Ein weiteres Heim zu bauen – der Kreis Böblingen plant bis 2030 mit fünf neuen Einrichtungen mit 250 bis 300 Plätzen – sei auch kein Problem. „Die Herausforderung ist, genügend Personal zu finden“, berichtet Herrmann. Auch ein Grund, warum im Kreispflegeplan nicht nur den Ausbau der stationären Pflege im Blick hat. In Kooperation mit den Kommunen sollen Angebote der ambulanten und teilstationären Pflege, wie etwa Tagespflege und Betreuungsgruppen, gefördert und ausgebaut werden. Denn der erste Pfeiler in der Pflege älterer Menschen ist die Betreuung durch Angehörige in den eigenen vier Wänden.
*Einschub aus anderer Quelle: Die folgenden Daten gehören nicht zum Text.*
PR #488, opened 2026-08-11
ci(docs): manual, main-only docs deploy on demand

JasonVranek:
Replace the abandoned `stable`-branch deploy (frozen at v0.9.3) with a Pages deploy that publishes the docs on the `main` branch.

The deploy is manual (`workflow_dispatch`), not push-triggered which has caused issues in the past.

test-docs runs the build on any PR that touches the docs or their linked inputs, so breakage is caught before merge.


.github/workflows/docs.yml
```diff
@@ -1,27 +1,46 @@
 name: Docs
 
+# Manual only: click "Run workflow" to publish the docs currently on the
+# selected branch (defaults to the repo default branch). Publishing is a
+# deliberate act, not a side effect of a merge, and a failed run can simply be
+# re-run without pushing a new commit.
```
ManuelBilbao: This contradicts the next comment: the workflow only runs if the selected branch is main. Also, I'd cut the second sentence, it's redundant, and reads like LLM verbosity

ManuelBilbao (commented):
Eventually we should move the building job to custom action so `test-docs` and `docs` use the same build script

ManuelBilbao (approved):

ltitanb (approved):

PR #498, opened 2026-09-11
feat(pbs): load relay headers from a secret file or env var

JasonVranek:
## Summary

A relay's custom headers, which is how a relay `X-Api-key` is supplied, can now come from a secret file or an environment variable instead of the config file:
```toml
headers = { X-Api-Key = { file = "/run/secrets/relay-key" } }
# or: headers = { X-Api-Key = { env = "RELAY_API_KEY" } }
# or: headers = { X-Api-Key = "literal" }   # unchanged
```

The value is read when the relay client is built, at startup and on every config reload, so a rotated secret is picked up by a reload.

Header values are marked sensitive so they never appear in debug output, and a literal never appears in the config's `Debug`. A header loaded from a secret logs its source and a 4-byte fingerprint of the value, never the value, so a rotation is visible across reloads.

`commit-boost init` mounts every `file` path read-only into the PBS container at the same path and passes every `env` variable through from the compose environment, for default and mux relays alike. A relative or missing file fails `init` rather than producing a compose file docker fills with a root-owned directory.


crates/cli/src/docker_init.rs
```diff
@@ -269,6 +269,30 @@ fn create_pbs_service(service_config: &mut ServiceCreationInfo) -> eyre::Result<
         }
     }
 
+    // Relay header secret files, mounted read-only at their own path so the
+    // config's `{ file = ... }` resolves inside the container unchanged
+    for path in cb_config.relay_header_files() {
+        eyre::ensure!(
+            path.is_absolute(),
```
ManuelBilbao, line 276: Why do we need this to be absolute?

JasonVranek: relative made it much more complex, something we can consider later but would say as a follow on PR

ninaiiad (approved):

ltitanb (approved):

ManuelBilbao (approved):

PR #449, opened 2017-12-06
Bugfix/zcs 3557

grishick:
Factor out the method that generates zimbra search query, fix it to never exceed max folder batch size and add a unit test for the new method. I wrote the test before fixing the method and ran the test to make sure it was actually producing ridiculously long queries.


store/src/java-test/com/zimbra/cs/imap/ImapFolderTest.java
```diff
@@ -61,4 +61,47 @@ public void testGetSubsequence() throws Exception {
...
+        for(int i = 1; i < (ImapFolder.LARGEST_FOLDER_BATCH * 3); i++) {
+            i4folder.cache(new ImapMessage(i, Type.of((byte) 5), i, 0, null), true);
+        }
+        String searchStr = i4folder.getSearchQuery(seqSearch);
+        Assert.assertEquals("wrong search query when sequence is 1:*", "in:\"INBOX\" item:all", searchStr);
+
+        //2X max batch size
+        seqSearch = new SequenceSearch("S", String.format("1:%d", ImapFolder.LARGEST_FOLDER_BATCH * 2), true);
+        searchStr = i4folder.getSearchQuery(seqSearch);
+        Assert.assertEquals("wrong search query when sequence is twice the size of max batch", "in:\"INBOX\" item:all", searchStr);
```
fatkudu: This looks to me as if the search will return all items in the folder - but we only want the first 1200 items of 1800.
Am I missing something?
If there is something that cleans up the mess later, then perhaps a SOAP IMAP test would prove that is working.  Also, if that is the case, the code could definitely benefit from more comments to explain how it works - and this test should have a comment that the list of all items gets pruned later for the real IMAP case.

store/src/java-test/com/zimbra/cs/imap/ImapFolderTest.java
```diff
@@ -61,4 +61,47 @@ public void testGetSubsequence() throws Exception {
...
+
+        //just over max batch size
+        seqSearch = new SequenceSearch("S", String.format("1:%d", ImapFolder.LARGEST_FOLDER_BATCH+1), true);
+        searchStr = i4folder.getSearchQuery(seqSearch);
+        Assert.assertEquals("wrong search query when sequence is longer than max batch size by one", "in:\"INBOX\" item:all", searchStr);
```
fatkudu: Same applies here as for previous comment.

store/src/java-test/com/zimbra/cs/imap/ImapFolderTest.java
```diff
@@ -61,4 +61,47 @@ public void testGetSubsequence() throws Exception {
...
...3,294,295,296,297,298,299,300,301,302,303,304,305,306,307,308,309,310,311,312,313,314,315,316,317,318,319,320,321,322,323,324,325,326,327,328,329,330,331,332,333,334,335,336,337,338,339,340,341,342,343,344,345,346,347,348,349,350,351,352,353,354,355,356,357,358,359,360,361,362,363,364,365,366,367,368,369,370,371,372,373,374,375,376,377,378,379,380,381,382,383,384,385,386,387,388,389,390,391,392,393,394,395,396,397,398,399,400,401,402,403,404,405,406,407,408,409,410,411,412,413,414,415,416,417,418,419,420,421,422,423,424,425,426,427,428,429,430,431,432,433,434,435,436,437,438,439,440,441,442,443,444,445,446,447,448,449,450,451,452,453,454,455,456,457,458,459,460,461,462,463,464,465,466,467,468,469,470,471,472,473,474,475,476,477,478,479,480,481,482,483,484,485,486,487,488,489,490,491,492,493,494,495,496,497,498,499,500,501,502,503,504,505,506,507,508,509,510,511,512,513,514,515,516,517,518,519,520,521,522,523,524,525,526,527,528,529,530,531,532,533,534,535,536,537,538,539,540,541,542,543,544,545,546,547,548,549,550,551,552,553,554,555,556,557,558,559,560,561,562,563,564,565,566,567,568,569,570,571,572,573,574,575,576,577,578,579,580,581,582,583,584,585,586,587,588,589}", searchStr);
```
fatkudu: Perhaps a comment here that the list is 10 items shorter because item 589 has IMAP ID=LARGEST_FOLDER_BATCH-1.  Took me a while to spot that.

store/src/java/com/zimbra/cs/imap/ImapSearch.java
```diff
@@ -35,7 +35,7 @@
 
     static boolean isAllMessages(ImapFolder i4folder, Set<ImapMessage> i4set) {
         int size = i4set.size() - (i4set.contains(null) ? 1 : 0);
-        return size == i4folder.getSize();
+        return size > ImapFolder.LARGEST_FOLDER_BATCH || size == i4folder.getSize();
```
fatkudu: This goes back to what I said about Travis's original proposed fix.  My assumption would be that `isAllMessages` means `i4set` contains all messages.  This change makes it "contains all messages or is larger than the batch size".  With this change, certainly need to rename the method to something more accurate.  My worry is that it actually introduces a bug.  See comments against unit test on how a SOAP IMAP test might prove one way or the other.

grishick: @fatkudu you are correct. This change modifies how many records are returned by UID SEARCH with a range that covers a subset of messages. Remote IMAP returns 791 messages for 'UID SEARCH 10:800 UNDELETED' before this change and 1000 messages after this change regardless of whether the selected folder is virtual or regular.

grishick:
I filed 3 user stories that we need to complete to fix the underlying problems. Closing this PR since it is not complete.

PR #450, opened 2017-12-06
Lock Abstraction WIP

spoon16:
This is the PR of the active work we are doing on the mailbox lock abstraction.

Please do not merge.

### DIFF
--- a/store/src/java/com/zimbra/cs/mailbox/Mailbox.java
+++ b/store/src/java/com/zimbra/cs/mailbox/Mailbox.java
@@ -5773,7 +5773,8 @@ public class Mailbox implements MailboxStore {
         final MailboxLock l = lockFactory.writeLock();
         try {
             ZimbraLog.mailbox.info("addMessage tries to get lock");
-            l.lock();
+			// "addMessageInternal" method calls MailboxTRansaction and inside of it, is called lock(), if this line is not commented we should have 2 locks and that is incorrect
+            //l.lock(); 
             ZimbraLog.mailbox.info("addMessage  gets lock");
             try {
                 Message message = addMessageInternal(l, octxt, pm, folderId, noICal, flags, tags, conversationId,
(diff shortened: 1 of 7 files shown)


store/src/java/com/zimbra/cs/mailbox/MailboxManager.java
```diff
@@ -920,6 +921,7 @@ private synchronized Mailbox createMailboxInternal(OperationContext octxt, Accou
             try {
                 if (t != null) {
                     mboxTransaction.close();
+                    lock.close();
```
spoon16: ⭐️

store/src/java/com/zimbra/cs/mailbox/Mailbox.java
```diff
@@ -5773,7 +5773,8 @@ private Message addMessage(OperationContext octxt, ParsedMessage pm, int folderI
         final MailboxLock l = lockFactory.writeLock();
         try {
             ZimbraLog.mailbox.info("addMessage tries to get lock");
-            l.lock();
+			// "addMessageInternal" method calls MailboxTRansaction and inside of it, is called lock(), if this line is not commented we should have 2 locks and that is incorrect
+            //l.lock();
```
spoon16: @Raffaell0 I think it is ok to call `l.lock()` multiple times. If the current thread holds the lock than calling `.lock` should be a noop.

store/src/java/com/zimbra/cs/mailbox/Mailbox.java
```diff
@@ -5810,7 +5811,8 @@ private Message addMessageInternal(MailboxLock l, OperationContext octxt, Parsed
             int flags, String[] tags, int conversationId, String rcptEmail, Message.DraftInfo dinfo,
             CustomMetadata customData, DeliveryContext dctxt, StagedBlob staged, MessageCallbackContext callbackContext, String dsId)
     throws IOException, ServiceException {
-        assert l.isWriteLockedByCurrentThread();
+		// at this point isn't possible to know the kind of the lock (reader/writer), we know it after call "lock()" method
+        //assert l.isWriteLockedByCurrentThread();
```
spoon16: This is asserting that `lock` has been called on `l`. `l` knows that it is a write lock because we used `lockFactory.writeLock` to create it.

store/src/java/com/zimbra/cs/mailbox/MailboxManager.java
```diff
@@ -920,6 +921,7 @@ private synchronized Mailbox createMailboxInternal(OperationContext octxt, Accou
             try {
                 if (t != null) {
```
spoon16: What is `t` here?

store/src/java/com/zimbra/cs/mailbox/Mailbox.java
Raffaell0: doesn't matter if you put lockFactory.writeLock, at this point there isn't lock yet, just after call lock() you are able to check if the lock is a writer

store/src/java/com/zimbra/cs/mailbox/Mailbox.java
Raffaell0: multiple instances are created if you call lock()

PR #451, opened 2017-12-07
ZCS-3809 Adding new libs required by JWT

rupalid:
In JWT we are using newer version of jackson libraries. So updating it in soap and client projects to the latest version.

### DIFF
--- a/soap/ivy-soapdoclet.xml
+++ b/soap/ivy-soapdoclet.xml
@@ -6,9 +6,9 @@
  <dependencies>
   <dependency org="log4j" name="log4j" rev="1.2.16" />
   <dependency org="dom4j" name="dom4j" rev="1.5.2" />
-  <dependency org="org.codehaus.jackson" name="jackson-core-asl" rev="1.9.2" />
-  <dependency org="org.codehaus.jackson" name="jackson-mapper-asl" rev="1.9.2" />
-  <dependency org="org.codehaus.jackson" name="jackson-xc" rev="1.9.2" />
+<dependency org="com.fasterxml.jackson.core" name="jackson-core" rev="2.9.2"/>
+  <dependency org="com.fasterxml.jackson.core" name="jackson-databind" rev="2.9.2"/>
+  <dependency org="com.fasterxml.jackson.module" name="jackson-module-jaxb-annotations" rev="2.9.2"/>
   <dependency org="com.google.guava" name="guava" rev="13.0.1"/>
   <dependency org="commons-lang" name="commons-lang" rev="2.6"/>
   <dependency org="org.freemarker" name="freemarker" rev="2.3.19"/>
--- a/soap/ivy.xml
+++ b/soap/ivy.xml
@@ -17,9 +17,9 @@
   <dependency org="commons-cli" name="commons-cli" rev="1.2" />
   <dependency org="org.freemarker" name="freemarker" rev="2.3.23"/>
   <dependency org="log4j" name="log4j" rev="1.2.16" />
-  <dependency org="org.codehaus.jackson" name="jackson-core-asl" rev="1.9.2" />
-  <dependency org="org.codehaus.jackson" name="jackson-mapper-asl" rev="1.9.2" />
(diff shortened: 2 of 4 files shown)


fatkudu:
This doesn't build for me (or for Travis CI):
compile:
    [javac] Compiling 1916 source files to /home/zimbra/fatkudu/ZCS/zm-mailbox/soap/build/classes
    [javac] /home/zimbra/fatkudu/ZCS/zm-mailbox/soap/src/java/com/zimbra/soap/type/ZmBoolean.java:24: error: package org.codehaus.jackson.map.annotate does not exist
    [javac] import org.codehaus.jackson.map.annotate.JsonSerialize;
    [javac]                                         ^
    [javac] /home/zimbra/fatkudu/ZCS/zm-mailbox/soap/src/java/com/zimbra/soap/type/ZmBoolean.java:56: error: cannot find symbol
    [javac] @JsonSerialize(using=ZmBooleanSerializer.class)
...

fatkudu:
A while back (years!) someone else and then me had a quick look at moving to a more up to date Jackson version for zm-soap and I think there were a few non-trivial issues.

fatkudu:
Found this note in a dir with some experimental changes in P4 to try and move things along.  Afraid I didn't write notes on what the problems were:

> http://wiki.fasterxml.com/JacksonUpgradeFrom19To20
> 
> https://github.com/spring-projects/spring-framework/wiki/Migrating-from-earlier-versions-of-the-spring-framework
> Has this to say about Jackson:
> Jackson 1.8.6 (note: minimum 2.1 as of Spring Framework 4.1, with Jackson 2.2.2 or later recommended)
> 
> 
> https://github.com/FasterXML/jackson-docs
> Says this:
> On Jackson versioning
> 
> Note that there are two major Jackson versions: 1.x (1.0 - 1.9) and 2.x (2.0 - 2.3). These versions can co-exist as they are located in different Java package and use different jar naming and Maven group/artifact ids. But this means that you have to make sure that all components in use have matching major versions: specifically, Jackson 2.x code does NOT understand or support Jackson 1.x annotations, or vice versa.
> 
> Minor versions (like 2.1 and 2.2) are backwards compatible with respect to public API: old code should work without recompilation, if (but only if) it relies on external API; public methods, annotations. When overriding internal functionality, we try hard to maintain backwards compatibility between adjacent minor versions; need for changes is indicated by deprecating internal methods. Recompilation is thus recommended when extending by sub-classing, for example.
> 
> https://github.com/FasterXML/jackson
>   This is a tiny umbrella project which links to the real meat - see "Core modules"
>      https://github.com/FasterXML/jackson-core
>          For non-Maven use cases, you download jars from Central Maven repository
>              http://repo1.maven.org/maven2/com/fasterxml/jackson/core/jackson-core/
>              http://repo1.maven.org/maven2/com/fasterxml/jackson/core/jackson-core/2.2.4/jackson-core-2.2.4.jar
> 
>              and:
>              http://repo1.maven.org/maven2/com/fasterxml/jackson/core/jackson-annotations/2.2.0/jackson-annotations-2.2.0.jar
>              http://repo1.maven.org/maven2/com/fasterxml/jackson/core/jackson-databind/2.2.0/jackson-databind-2.2.0.jar
>              http://repo1.maven.org/maven2/com/fasterxml/jackson/module/jackson-module-jaxb-annotations/2.2.0/jackson-module-jaxb-annotations-2.2.0.jar

I've got a tar archive of some source files from P4 if you're interested but I don't know what state they were in or what wasn't working.

rupalid:
@fatkudu  I am working on the compilation issues. For some reason publish-local-all was successful and hence I sent the pull request.
Meanwhile does your second comment mean that we should try to maintain 2 versions. I have resolved many of the compilation errors but a few remain.

fatkudu:
@rupalid Full testing would be needed - all SOAP tests and unit tests in soap and store.  Plus also make sure that `cd soap && ant package-docs` works and produces reasonable documentation.

On whether shipping 2 versions is acceptable, I initially thought that was fine but from something @plobbes said elsewhere, we would need to be sure there aren't known security problems in the old library.

PR #454, opened 2017-12-08
ZCS-3258:Modify existing JWT validation implementation

shrikant-prasad:
added code to find salt from ZM_JWT cookie or jwtSalt element in soap context.
jwt validation logic modified to include salt in the key which is used for validation of jwt.
refactored jwt related code and moved all methods into JWTUtil class.
added junit tests.

-- | -- | -- | -- | -- | --
1120 | 0 | 0 | 10 | 100.00% | 244.402


store/src/java/com/zimbra/cs/service/util/JWTUtil.java
```diff
@@ -0,0 +1,182 @@
+/*
```
rupalid: Please add detailed comments for each of the public methods.
Also add logging statements, which might be useful while debugging.

Add unit test for the public utility methods

store/src/java/com/zimbra/cs/service/util/JWTUtil.java
```diff
@@ -0,0 +1,182 @@
...
+                throw AccountServiceException.NO_SUCH_ACCOUNT(claims.getSubject());
+            }
+            int acctValidityValue = acct.getAuthTokenValidityValue();
+            int tokenValidityValue = (Integer) claims.get(Constants.TOKEN_VALIDITY_VALUE_CLAIM);
+            if (acctValidityValue != tokenValidityValue){
+                throw AuthFailedServiceException.AUTH_FAILED("Token not valid");
+            }
+        } catch(ExpiredJwtException eje) {
+            throw ServiceException.AUTH_EXPIRED(eje.getMessage());
+        } catch(SignatureException se) {
```
rupalid: Should we log the stack trace at debug level.

store/src/java/com/zimbra/cs/service/util/JWTUtil.java
shrikant-prasad: done.

PR #455, opened 2017-12-08
Bugfix/zimbra 127 imp email analytics

varunrisbud:
This PR adds 4 email analytics which are needed by the machine learning module to classify emails. This PR is built on top of work done in bugfix/ZIMBRA-94-contactFrequencyGraph. No new classes are added.

#### Contact Analytics ####
- `Percentage Open Emails` - Provides the percentage of emails read to received from a contact.

- `Average Time to Open Emails for a Contact` - Provides the mean of the delta of time when email was read to the time when email was received. This is calculated using the Solr streaming queries. It creates an inner join of the stream of the read events to the stream of received events on message id. It calculates the difference between the timestamp of the read event to the timestamp of the received event. If the delta is less then 500ms then that event pair is ignored. Then a mean delta is calculated.

- `Average Time to Open Emails for an Account` - Same as `Average Time to Open Emails for a Contact`, except for getting read and received events for a specific contact, all the read and received events for an account(all contacts) are used.

- `Ratio of Avg Time to Open Emails for a Contact to Avg Time to Open Emails for an Account` - Provides a ratio of above two analytics. Smaller the ratio more importance can be assigned to the emails from that contact. This is assuming a User will read an email from important contact immediately after it is received. 

- `Percentage Replied Emails for a Contact` - Provides the percentage of emails replied to emails received from a contact.

### DIFF
--- a/store/src/java/com/zimbra/cs/event/SolrEventStore.java
+++ b/store/src/java/com/zimbra/cs/event/SolrEventStore.java
@@ -6,12 +6,9 @@ import java.time.LocalDateTime;
 import java.time.temporal.ChronoUnit;
 import java.time.temporal.TemporalAdjusters;
 import java.time.temporal.WeekFields;
-import java.util.ArrayList;
-import java.util.Collections;
-import java.util.List;
-import java.util.Locale;
-import java.util.Map;
+import java.util.*;
 
+import com.google.common.base.Joiner;
 import com.google.common.collect.Maps;
 
 import org.apache.commons.lang.NotImplementedException;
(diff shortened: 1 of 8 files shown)


store/src/java/com/zimbra/cs/event/SolrEventStore.java
```diff
@@ -234,6 +237,150 @@ private String getAccountFilter(String accountId) {
...
+            int count = 0;
+            try (JoinStream joinStream = new InnerJoinStream(seenEventSelectStream, readEventSelectStream, equalitor)) {
+                joinStream.setStreamContext(getStreamContext());
+                joinStream.open();
+                Tuple tuple = joinStream.read();
+                while (!tuple.EOF) {
+                    Date seenDate = tuple.getDate(seenEventTimestampFieldName);
+                    Date readDate = tuple.getDate(readEventTimestampFieldName);
+                    double delta = readDate.getTime() - seenDate.getTime();
+                    if(delta > 500) {
```
tmclane: nit: space between if and (

store/src/java/com/zimbra/qa/unittest/SolrEventStoreTestBase.java
```diff
@@ -308,6 +309,94 @@ protected void testContactFrequencyGraph(ContactAnalytics.ContactFrequencyGraphT
         }
     }
 
+    protected void testPercentageOpenedEmails(SolrEventCallback eventCallback, String collectionName, SolrEventStore eventStore) throws Exception {
+        List<Timestamp> timestamps = getTimestampsForContactFrequencyCountTest(ContactAnalytics.ContactFrequencyTimeRange.LAST_WEEK);
+        List<Event> events = new ArrayList<>(timestamps.size());
+        //generate 15 received events
+        for (int i = 0; i < timestamps.size(); i++) {
```
tmclane: Curious what makes this exactly 15 events?

tmclane: Is getTimestampsForContactFrequencyCountTest always guaranteed to return 15?

PR #458, opened 2017-12-11
Bugfix/zcs 2184

tmclane:
Create nicer more understandable output message for the case that someone passes in an invalid attribute.

    zmmigrateattrs  ssdb:127.0.0.1:8888 -r Foo
    [] FATAL: Migration can't proceed: Invalid attribute specified: Foo


tmclane:
Note: This needs to be rebased to the end of the bugfix/ZCS-2187 branch to compile.  Separated for ease of review.

store/src/java/com/zimbra/cs/ephemeral/migrate/AttributeMigration.java
```diff
@@ -100,7 +101,8 @@ public AttributeMigration(Collection<String> attrsToMigrate, Integer numThreads)
      * @param numThreads - number of threads to use during migration. If null, the migration happens synchronously.
```
grishick: nit: add destUrl to javadoc comment.

PR #459, opened 2017-12-11
 ZCS-2191 handle ctrl-c gracefully

tmclane:
Update zmmigrateattrs to utilize a 'Shutdown-hook' such that when the JVM is exiting it can decide if it was successful or failed in the conversion process.

This enables the utility to output the appropriate message before fully exiting.

### DIFF
--- a/store/src/java/com/zimbra/cs/ephemeral/migrate/AttributeMigration.java
+++ b/store/src/java/com/zimbra/cs/ephemeral/migrate/AttributeMigration.java
@@ -69,6 +69,7 @@ import com.zimbra.soap.admin.type.CacheEntryType;
  *
  */
 public class AttributeMigration {
+    private ShutdownHook hook;
     private EntrySource source;
     private final Collection<String> attrsToMigrate;
     private int numThreads;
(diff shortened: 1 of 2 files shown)


tmclane:
It does seem to work as is. I added a Thread.sleep(4000) call during the processing so I could see if it output the message or not. Either way it appears the CSV is 'closed' although perhaps it's missing a message or two? Hard to know I feel like. 
I'll look into calling the `closeReports` in the hook as well.

tmclane:
Note: I also looked into adding a signal handler to intercept the `Ctrl-C` directly although this was not successful so far.  Figured I could add some cleanup code there if I could intercept it.

fatkudu:
@tmclane the ticket/bug is rather unhelpful in explaining exactly what the problem is but I assume it is missing entries in the .csv files rather than a complaint about what gets written to the terminal session.

tmclane:
@fatkudu if you `Ctrl-C` a program how do you know what is missing? h

This is what is output `after` this change when you push `Ctrl-C`:

    [] INFO: no ephemeral data to migrate for account 'admin@zcs-dev.test'
    [] INFO: no ephemeral data to migrate for account 'galsync.qpfofgulvo@zcs-dev.test'
    [] INFO: See PARTIAL report (migration abandoned) : '/opt/zimbra/data/tmp/zmmigrateattrs-2017-12-11_22-01-33.csv'

tmclane:
I feel like this satisfies the intent of the ticket personally. Although I can look into attempting to get the additional call made in the shutdown hook.
It would seem that more reorganization would be required to accomplish that since there would no longer be any reason to call it the way it is called currently.  The shutdown hook is always called after all.

fatkudu:
@tmclane that actually looks kind of cool.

Betreutes Wohnen ist dabei ein wichtiger, aber eben nur ein Pfeiler. Ein anderer ist Kurzzeitpflege, die ebenso wie Angebote der Tagespflege und von Betreuungsgruppen die pflegenden Angehörigen entlasten sollen. Doch es gibt viel zu wenige Plätze. „Bei der Kurzzeitpflege habe ich die gleichen Einzugsprozesse wie bei der Dauerpflege. Nur alle zwei bis drei Wochen immer wieder“, erklärt Angelika Herrmann. Das sei sehr viel Arbeit für die Pflegekräfte und auch dem Zusammenleben in der Einrichtung nur in geringer Dosierung zumutbar. „Viele Bewohner in der Kurzzeitpflege kommen direkt aus dem Krankenhaus zu uns. Dort sollte man ansetzen und entsprechende Plätze in den Kliniken einrichten“, sagt die Regionalleiterin Böblingen der Samariterstiftung.

Kreispflegeplan

Inhalt
Es wird prognostiziert, dass der Anteil der Menschen über 65 Jahre im Kreis Böblingen von aktuell einem Fünftel (2025: 21,6 Prozent) bis 2024 auf ein Viertel steigt (25,9 Prozent), der von Menschen über 75 Jahre um drei Prozentpunkte auf 13,8 Prozent.

Pflegeplätze
Ausgehend von der Pflegestatistik 2021 wurde folgender Bedarf für 2035 im Kreis errechnet: stationäre Pflege von 2758 auf 3428 Plätze (plus 670), ambulante Pflege von 3151 auf 3729 Plätze (plus 578).

Beschluss
Der aktuelle Kreispflegeplan wurde im Mai 2024 beschlossen und soll bis 2035 gelten. Der Plan ist eine Fortschreibung des Vorgängers aus dem Jahr 2018. Die Datengrundlage (Bevölkerungsstatistik und Vorausrechnung sowie Pflegestatistik) stammt jedoch aus den Jahren 2020 und 2021.